Problem requirements: Restate word for word the lines that run from the one containing "self.sci.get_gntb_balance.return_value = 0" to the last line of the data, both ends included.

Segment Start: Dataset content

PR #3446, opened 2018-10-15
Estimate gas price/deposit time

### LINKED ISSUE #3335: Estimate gas price/deposit time
If estimated deposit time is larger than 5 minutes then advise user to turn off concent for a current task.

https://projects.invisionapp.com/share/Q4NICAKXEJM#/screens/314103867_Task_Settings_Main___Concents_Copy_8

copied from: https://github.com/golemfactory/golem-electron/issues/430

jiivan:
Prevent user from creating new task when transaction time could be long

depends on: #3433 
fixes: #3335

### DIFF
--- a/tests/golem/ethereum/test_transactionsystem.py
+++ b/tests/golem/ethereum/test_transactionsystem.py
@@ -35,7 +35,7 @@ class TransactionSystemBase(testutils.DatabaseFixture):
         self.sci.GAS_BATCH_PAYMENT_BASE = 30000
         self.sci.get_gate_address.return_value = None
         self.sci.get_block_number.return_value = 1223
-        self.sci.get_current_gas_price.return_value = 10 ** 9
+        self.sci.get_current_gas_price.return_value = self.sci.GAS_PRICE - 1
         self.sci.get_eth_balance.return_value = 0
         self.sci.get_gnt_balance.return_value = 0
         self.sci.get_gntb_balance.return_value = 0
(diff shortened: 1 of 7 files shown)


tests/golem/ethereum/test_transactionsystem.py
```diff
@@ -521,6 +523,32 @@ def confirm_it(tx_hash, cb):
                 ('tx', tx_hash),):
             self.assertEqual(getattr(dpayment, field), value)
 
+    def test_gas_price_skyrocketing(self):
+        self.sci.get_deposit_value.return_value = 0
+        self.sci.get_gntb_balance.return_value = 20
+        self.sci._eth_balance = denoms.ether
```
Krigpl:
```suggestion
        self.sci.get_eth_balance.return_value = denoms.ether
```

tests/golem/ethereum/test_transactionsystem.py
```diff
@@ -131,6 +131,11 @@ def test_get_withdraw_gas_cost(self):
         cost = self.ets.get_withdraw_gas_cost(200, dest, 'GNT')
         assert cost == self.sci.GAS_WITHDRAW * gas_price
 
+    def test_withdraw_unknown_currency(self):
+        dest = '0x' + 40 * 'd'
+        with self.assertRaises(ValueError):
```
Krigpl: Since you touched it, please do `assertRaisesRegex` for specific exception, I just noticed that `dest` is not checksum'd address so this method could fail with a different exception as well.
I don't think this is the case right now, but it's better to check against specific exception anyway.

Krigpl (approved):
lgtm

Segment End: Dataset content

Solution:
         self.sci.get_gntb_balance.return_value = 0
(diff shortened: 1 of 7 files shown)


tests/golem/ethereum/test_transactionsystem.py
```diff
@@ -521,6 +523,32 @@ def confirm_it(tx_hash, cb):
                 ('tx', tx_hash),):
             self.assertEqual(getattr(dpayment, field), value)
 
+    def test_gas_price_skyrocketing(self):
+        self.sci.get_deposit_value.return_value = 0
+        self.sci.get_gntb_balance.return_value = 20
+        self.sci._eth_balance = denoms.ether
```
Krigpl:
```suggestion
        self.sci.get_eth_balance.return_value = denoms.ether
```

tests/golem/ethereum/test_transactionsystem.py
```diff
@@ -131,6 +131,11 @@ def test_get_withdraw_gas_cost(self):
         cost = self.ets.get_withdraw_gas_cost(200, dest, 'GNT')
         assert cost == self.sci.GAS_WITHDRAW * gas_price
 
+    def test_withdraw_unknown_currency(self):
+        dest = '0x' + 40 * 'd'
+        with self.assertRaises(ValueError):
```
Krigpl: Since you touched it, please do `assertRaisesRegex` for specific exception, I just noticed that `dest` is not checksum'd address so this method could fail with a different exception as well.
I don't think this is the case right now, but it's better to check against specific exception anyway.

Krigpl (approved):
lgtm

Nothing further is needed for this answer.